◆ AIM OF THE TASK ◆
What's wanted is the full listing, reproduced exactly.

◆ RECORDS SUPPLIED ◆

PR #684, opened 2016-01-29
Multilabel RandomForestSRC

PhilippPro:
This is the implementation of the Multilabel-RandomForestSRC algorithm.

I also included some tests.

### DIFF
--- a/R/RLearner_multilabel_randomForestSRC.R
+++ b/R/RLearner_multilabel_randomForestSRC.R
@@ -1,0 +1,50 @@
+#' @export
+makeRLearner.multilabel.randomForestSRC = function() {
+  makeRLearnerMultilabel(
+    cl = "multilabel.randomForestSRC",
+    package = "randomForestSRC",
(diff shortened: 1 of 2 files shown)


berndbischl:
I would like to merge this, but we cannot have so much copy-past for the testing. 
This is not maintainable. 

I will iterate over this now. But please DONT copy-paste so much any more

schiffner:
@berndbischl : Did you already work on this PR?

I just wanted to add that also the par.set, par.vals, and hardcoded args should be updated before this gets merged.

berndbischl:
hi  @PhilippPro 

please note that this PR #959 already contains generic code to test all basic multilabel RLearners 
(learners_all style). so please

- remove the whole stuff in test_base_multilabel
- create a normal individual learner test file

and look at what julia said.

berndbischl:
this seems to be handled in PR https://github.com/mlr-org/mlr/pull/991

◆ WRITTEN RESPONSE ◆
PR #684, opened 2016-01-29
Multilabel RandomForestSRC

PhilippPro:
This is the implementation of the Multilabel-RandomForestSRC algorithm.

I also included some tests.

### DIFF
--- a/R/RLearner_multilabel_randomForestSRC.R
+++ b/R/RLearner_multilabel_randomForestSRC.R
@@ -1,0 +1,50 @@
+#' @export
+makeRLearner.multilabel.randomForestSRC = function() {
+  makeRLearnerMultilabel(
+    cl = "multilabel.randomForestSRC",
+    package = "randomForestSRC",
(diff shortened: 1 of 2 files shown)


berndbischl:
I would like to merge this, but we cannot have so much copy-past for the testing. 
This is not maintainable. 

I will iterate over this now. But please DONT copy-paste so much any more

schiffner:
@berndbischl : Did you already work on this PR?

I just wanted to add that also the par.set, par.vals, and hardcoded args should be updated before this gets merged.

berndbischl:
hi  @PhilippPro 

please note that this PR #959 already contains generic code to test all basic multilabel RLearners 
(learners_all style). so please

- remove the whole stuff in test_base_multilabel
- create a normal individual learner test file

and look at what julia said.

berndbischl:
this seems to be handled in PR https://github.com/mlr-org/mlr/pull/991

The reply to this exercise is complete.